A data intensive approach for characterizing speech interpersonal dynamics in natural conversations
Under the direction of Laurent Prévot (LPL) and Benoit Favre (LIS)
Jury members:
Prof. Julia Hirschberg, Columbia University
Prof. Giuseppe Riccardi, Università degli Studi di Trento
Prof. Stefan Benus, Constantine the Philosopher University
Cr. Roxane Bertrand, LPL
Director: Prof. Laurent Prevot, LPL
Co-Director: Prof. Benoit Favre, LIS
Abstract:
During a conversation, participants tend to tune, consciously or not, their communicative production in regards to their interlocutor. It is generally admitted, that under standard circumstances, these phenomena result in convergence of the two participants’ speech parameters.
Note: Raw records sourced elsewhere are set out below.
PR #1289, opened 2026-07-10
[RORDEV-2112] Fix ES nodes staying permanently unusable when ROR settings cannot be read at startup

coutoPL:
## The problem

A customer reported that after a cluster restart some ES nodes rejected every request, and kept
rejecting them until the node was restarted by hand. Two independent issues combined to cause it.

**1. ROR gave up after the first failed start attempt.**
When a node boots, ROR reads its settings from the `.readonlyrest` index. Early during a cluster
start that index is often not readable yet - the master node may not be elected, the shards may not
be allocated. ROR treated this like a fatal error: it marked itself as "not started" and never tried
again. The node stayed in that state forever, even though the settings became available seconds
later.

**2. ROR silently fell back to the settings file when the index was unreadable.**
ROR could not tell apart two very different situations: "the settings index has no settings in it"
and "the settings index cannot be read right now". In both cases it fell back to the local
`readonlyrest.yml` file. That is correct in the first case, but dangerous in the second - the file
may contain older or different rules than the ones the rest of the cluster is using, so a node could
end up enforcing the wrong access control settings without anybody noticing.

## The fix

**ROR now keeps trying to start.** Instead of one attempt, ROR retries until it succeeds. It waits 5
seconds before the first retry and gradually increases the delay up to 1 minute, so a node that boots
before its settings are available simply starts a little later, on its own, with no manual
intervention. Every failed attempt is logged and the node keeps reporting that ROR is not ready yet,
exactly as before.

**ROR no longer falls back to the file when the settings index is unreadable.** The two situations
above are now distinguished. If the settings genuinely are not in the index, the local file is used
as a fallback, as before. If the index exists but cannot be read, ROR reports a clear error
explaining that the file will *not* be used as a fallback - because it could differ from the settings
used by the rest of the cluster - and retries instead.


coutoPL:
@claude review please

coutoPL:
@claude review please

coutoPL:
review in this PR: https://github.com/sscarduzio/elasticsearch-readonlyrest-plugin/pull/1288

Past literature offers a large part of studies describing the effects of convergence in interpersonal dynamics but there are still some unclear aspects.
These concerns firstly the mechanisms that rule the phenomenon in natural conversations. These are hard to be studied due to the spontaneous flow of the conversants that results to be noisy and variable. In second place in this kind of conversation is still not well known how participants modify their speech style (the dynamics i.e.) in the course of the conversation.
In this thesis, we aim to validate previous results in acoustic-prosodic convergence and provide novel approaches to have a partial a posteriori filter on natural conversations and to track the interpersonal dynamics.
We firstly perform a replication study on the speech rate, confirming that speaker speech rate in the entire conversation converge to their interlocutor speech rate baseline (average speech rate they have in other conversations) even if we perform the analysis on smaller subsets of the original dataset. On the other side, we raised that convergence effects are less reliable in magnitude and significance when reducing the size of the dataset.
In the second part, we explore the dynamics of convergence effects by comparing the distances of average acoustic-prosodic features in the two halves of each conversation (interval of the same temporal length) between the speaker and interlocutor. Results exhibit that both energy and speech rate show convergence in the second half of the conversations of the corpus. In addition, we extend this approach by proposing to study natural conversations comparing similar speech activities. This approach has the advantage to have a posteriori control of the natural flow of the speaker and interlocutor in spontaneous conversation. We observed that the comparison of speaker and interlocutor in more homogeneous speech activities leads to having convergent effects even if the size of the sample is much smaller than the uncontrolled dataset. Based on this idea the thesis proposes a way to automatically tag speech activities for unlabelled data of this kind with the use of a recent LSTM net for classification.
Besides measuring distances between speaker and interlocutor we propose a prediction classifier paradigm to explore the speaker and interlocutor position in the second half of the conversation.
By the use of a Random Classifier, we correlate the use of linguistics variables that describes the trend of speech style of speaker and interlocutor with profile information with the increase of accuracy score in predicting the speech rate variation in the second half of the conversation.
In the last part, we deepen the study of the dynamics in a more fine grain segments of the conversations. The goal is the prediction of mean variables (energy, range F0 and speech rate) in the upcoming turn by the use of previous turns history information that include speech style and lexical information; results, achieved by the use of separately LSTM and LSTM with word embeddings layer, exhibit that the use
of interlocutor and speaker speech style in the previous turns reduce the prediction error of the upcoming turn compared to the case of using just past turns of the speaker.
These results extend the landscape of convergence effects in the not controlled dataset and offer novel approaches, concerning the method to control the variability of natural conversations and the prediction task paradigm to evaluate the interpersonal dynamics, consisting in evaluating the influence of the speaker and interlocutor on each other speech style.